## Task statement
Start to finish, the listing must be rewritten exactly.

## Data
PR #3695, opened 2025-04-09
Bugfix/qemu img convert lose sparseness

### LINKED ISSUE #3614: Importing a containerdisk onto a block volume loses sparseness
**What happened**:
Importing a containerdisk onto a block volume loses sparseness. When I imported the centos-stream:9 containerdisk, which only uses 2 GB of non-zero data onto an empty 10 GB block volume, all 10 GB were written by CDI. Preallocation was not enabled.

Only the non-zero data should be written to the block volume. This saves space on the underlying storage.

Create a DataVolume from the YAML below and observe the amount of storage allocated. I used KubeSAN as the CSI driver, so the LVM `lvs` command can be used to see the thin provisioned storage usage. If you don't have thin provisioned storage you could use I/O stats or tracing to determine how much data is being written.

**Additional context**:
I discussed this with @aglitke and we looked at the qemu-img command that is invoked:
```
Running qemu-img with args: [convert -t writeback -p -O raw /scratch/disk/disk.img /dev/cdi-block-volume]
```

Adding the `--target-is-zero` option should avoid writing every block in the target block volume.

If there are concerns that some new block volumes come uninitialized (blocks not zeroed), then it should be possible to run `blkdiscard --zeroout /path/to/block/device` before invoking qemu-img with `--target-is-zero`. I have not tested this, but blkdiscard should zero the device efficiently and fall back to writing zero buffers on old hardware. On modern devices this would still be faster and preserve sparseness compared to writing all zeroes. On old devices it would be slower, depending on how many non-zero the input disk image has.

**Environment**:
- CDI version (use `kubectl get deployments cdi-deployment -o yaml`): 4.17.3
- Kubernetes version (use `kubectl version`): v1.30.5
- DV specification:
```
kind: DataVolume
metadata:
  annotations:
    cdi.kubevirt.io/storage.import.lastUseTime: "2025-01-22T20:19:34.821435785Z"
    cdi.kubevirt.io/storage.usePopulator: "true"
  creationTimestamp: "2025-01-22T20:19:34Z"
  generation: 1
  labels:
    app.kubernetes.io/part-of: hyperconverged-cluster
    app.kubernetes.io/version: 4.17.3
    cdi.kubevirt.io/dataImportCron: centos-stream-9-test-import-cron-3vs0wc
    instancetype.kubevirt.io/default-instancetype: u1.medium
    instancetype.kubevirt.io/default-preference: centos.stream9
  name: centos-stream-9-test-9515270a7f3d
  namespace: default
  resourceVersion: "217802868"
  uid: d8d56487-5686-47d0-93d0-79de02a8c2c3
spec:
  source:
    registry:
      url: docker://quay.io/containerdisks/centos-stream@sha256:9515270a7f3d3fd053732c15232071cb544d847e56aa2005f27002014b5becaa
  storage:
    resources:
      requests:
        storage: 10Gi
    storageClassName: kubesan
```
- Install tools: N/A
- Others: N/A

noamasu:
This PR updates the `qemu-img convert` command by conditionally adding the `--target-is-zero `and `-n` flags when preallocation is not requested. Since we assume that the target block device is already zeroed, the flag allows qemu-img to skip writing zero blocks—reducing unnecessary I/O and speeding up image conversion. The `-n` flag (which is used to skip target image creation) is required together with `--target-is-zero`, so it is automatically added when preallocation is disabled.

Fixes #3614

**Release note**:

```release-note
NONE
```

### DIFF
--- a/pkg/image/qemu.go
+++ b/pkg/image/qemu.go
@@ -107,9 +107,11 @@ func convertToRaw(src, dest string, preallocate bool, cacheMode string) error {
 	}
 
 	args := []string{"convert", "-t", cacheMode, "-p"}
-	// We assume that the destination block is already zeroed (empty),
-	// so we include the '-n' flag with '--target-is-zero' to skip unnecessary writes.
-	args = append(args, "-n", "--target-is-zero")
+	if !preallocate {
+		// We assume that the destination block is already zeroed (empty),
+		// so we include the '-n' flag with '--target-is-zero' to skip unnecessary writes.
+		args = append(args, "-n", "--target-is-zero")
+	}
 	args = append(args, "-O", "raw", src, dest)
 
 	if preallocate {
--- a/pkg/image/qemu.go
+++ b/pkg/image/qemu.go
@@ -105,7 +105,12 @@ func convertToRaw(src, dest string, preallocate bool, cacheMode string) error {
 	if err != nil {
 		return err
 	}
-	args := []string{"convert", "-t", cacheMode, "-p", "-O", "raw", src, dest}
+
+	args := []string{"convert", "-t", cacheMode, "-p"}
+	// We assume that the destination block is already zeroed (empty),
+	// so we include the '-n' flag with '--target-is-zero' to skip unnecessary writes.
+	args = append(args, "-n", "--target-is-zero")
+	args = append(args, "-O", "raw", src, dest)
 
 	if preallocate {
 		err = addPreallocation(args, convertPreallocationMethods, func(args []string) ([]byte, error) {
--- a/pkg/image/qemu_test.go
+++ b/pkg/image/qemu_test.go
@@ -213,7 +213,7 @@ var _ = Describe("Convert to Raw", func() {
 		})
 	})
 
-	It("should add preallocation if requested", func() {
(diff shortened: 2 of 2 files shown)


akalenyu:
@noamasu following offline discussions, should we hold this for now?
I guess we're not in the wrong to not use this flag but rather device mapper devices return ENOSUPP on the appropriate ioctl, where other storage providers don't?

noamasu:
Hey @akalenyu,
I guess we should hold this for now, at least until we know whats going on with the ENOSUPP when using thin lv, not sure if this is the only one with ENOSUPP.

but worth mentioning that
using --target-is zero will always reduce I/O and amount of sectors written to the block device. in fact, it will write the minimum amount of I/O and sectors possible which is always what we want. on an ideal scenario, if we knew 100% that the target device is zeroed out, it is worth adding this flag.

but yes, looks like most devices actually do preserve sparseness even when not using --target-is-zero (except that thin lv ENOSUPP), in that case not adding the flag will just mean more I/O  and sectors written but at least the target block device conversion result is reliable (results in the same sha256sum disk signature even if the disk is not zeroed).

## Result below
PR #3695, opened 2025-04-09
Bugfix/qemu img convert lose sparseness

### LINKED ISSUE #3614: Importing a containerdisk onto a block volume loses sparseness
**What happened**:
Importing a containerdisk onto a block volume loses sparseness. When I imported the centos-stream:9 containerdisk, which only uses 2 GB of non-zero data onto an empty 10 GB block volume, all 10 GB were written by CDI. Preallocation was not enabled.

Only the non-zero data should be written to the block volume. This saves space on the underlying storage.

Create a DataVolume from the YAML below and observe the amount of storage allocated. I used KubeSAN as the CSI driver, so the LVM `lvs` command can be used to see the thin provisioned storage usage. If you don't have thin provisioned storage you could use I/O stats or tracing to determine how much data is being written.

**Additional context**:
I discussed this with @aglitke and we looked at the qemu-img command that is invoked:
```
Running qemu-img with args: [convert -t writeback -p -O raw /scratch/disk/disk.img /dev/cdi-block-volume]
```

Adding the `--target-is-zero` option should avoid writing every block in the target block volume.

If there are concerns that some new block volumes come uninitialized (blocks not zeroed), then it should be possible to run `blkdiscard --zeroout /path/to/block/device` before invoking qemu-img with `--target-is-zero`. I have not tested this, but blkdiscard should zero the device efficiently and fall back to writing zero buffers on old hardware. On modern devices this would still be faster and preserve sparseness compared to writing all zeroes. On old devices it would be slower, depending on how many non-zero the input disk image has.

**Environment**:
- CDI version (use `kubectl get deployments cdi-deployment -o yaml`): 4.17.3
- Kubernetes version (use `kubectl version`): v1.30.5
- DV specification:
```
kind: DataVolume
metadata:
  annotations:
    cdi.kubevirt.io/storage.import.lastUseTime: "2025-01-22T20:19:34.821435785Z"
    cdi.kubevirt.io/storage.usePopulator: "true"
  creationTimestamp: "2025-01-22T20:19:34Z"
  generation: 1
  labels:
    app.kubernetes.io/part-of: hyperconverged-cluster
    app.kubernetes.io/version: 4.17.3
    cdi.kubevirt.io/dataImportCron: centos-stream-9-test-import-cron-3vs0wc
    instancetype.kubevirt.io/default-instancetype: u1.medium
    instancetype.kubevirt.io/default-preference: centos.stream9
  name: centos-stream-9-test-9515270a7f3d
  namespace: default
  resourceVersion: "217802868"
  uid: d8d56487-5686-47d0-93d0-79de02a8c2c3
spec:
  source:
    registry:
      url: docker://quay.io/containerdisks/centos-stream@sha256:9515270a7f3d3fd053732c15232071cb544d847e56aa2005f27002014b5becaa
  storage:
    resources:
      requests:
        storage: 10Gi
    storageClassName: kubesan
```
- Install tools: N/A
- Others: N/A

noamasu:
This PR updates the `qemu-img convert` command by conditionally adding the `--target-is-zero `and `-n` flags when preallocation is not requested. Since we assume that the target block device is already zeroed, the flag allows qemu-img to skip writing zero blocks—reducing unnecessary I/O and speeding up image conversion. The `-n` flag (which is used to skip target image creation) is required together with `--target-is-zero`, so it is automatically added when preallocation is disabled.

Fixes #3614

**Release note**:

```release-note
NONE
```

### DIFF
--- a/pkg/image/qemu.go
+++ b/pkg/image/qemu.go
@@ -107,9 +107,11 @@ func convertToRaw(src, dest string, preallocate bool, cacheMode string) error {
 	}
 
 	args := []string{"convert", "-t", cacheMode, "-p"}
-	// We assume that the destination block is already zeroed (empty),
-	// so we include the '-n' flag with '--target-is-zero' to skip unnecessary writes.
-	args = append(args, "-n", "--target-is-zero")
+	if !preallocate {
+		// We assume that the destination block is already zeroed (empty),
+		// so we include the '-n' flag with '--target-is-zero' to skip unnecessary writes.
+		args = append(args, "-n", "--target-is-zero")
+	}
 	args = append(args, "-O", "raw", src, dest)
 
 	if preallocate {
--- a/pkg/image/qemu.go
+++ b/pkg/image/qemu.go
@@ -105,7 +105,12 @@ func convertToRaw(src, dest string, preallocate bool, cacheMode string) error {
 	if err != nil {
 		return err
 	}
-	args := []string{"convert", "-t", cacheMode, "-p", "-O", "raw", src, dest}
+
+	args := []string{"convert", "-t", cacheMode, "-p"}
+	// We assume that the destination block is already zeroed (empty),
+	// so we include the '-n' flag with '--target-is-zero' to skip unnecessary writes.
+	args = append(args, "-n", "--target-is-zero")
+	args = append(args, "-O", "raw", src, dest)
 
 	if preallocate {
 		err = addPreallocation(args, convertPreallocationMethods, func(args []string) ([]byte, error) {
--- a/pkg/image/qemu_test.go
+++ b/pkg/image/qemu_test.go
@@ -213,7 +213,7 @@ var _ = Describe("Convert to Raw", func() {
 		})
 	})
 
-	It("should add preallocation if requested", func() {
(diff shortened: 2 of 2 files shown)


akalenyu:
@noamasu following offline discussions, should we hold this for now?
I guess we're not in the wrong to not use this flag but rather device mapper devices return ENOSUPP on the appropriate ioctl, where other storage providers don't?

noamasu:
Hey @akalenyu,
I guess we should hold this for now, at least until we know whats going on with the ENOSUPP when using thin lv, not sure if this is the only one with ENOSUPP.

but worth mentioning that
using --target-is zero will always reduce I/O and amount of sectors written to the block device. in fact, it will write the minimum amount of I/O and sectors possible which is always what we want. on an ideal scenario, if we knew 100% that the target device is zeroed out, it is worth adding this flag.

but yes, looks like most devices actually do preserve sparseness even when not using --target-is-zero (except that thin lv ENOSUPP), in that case not adding the flag will just mean more I/O  and sectors written but at least the target block device conversion result is reliable (results in the same sha256sum disk signature even if the disk is not zeroed).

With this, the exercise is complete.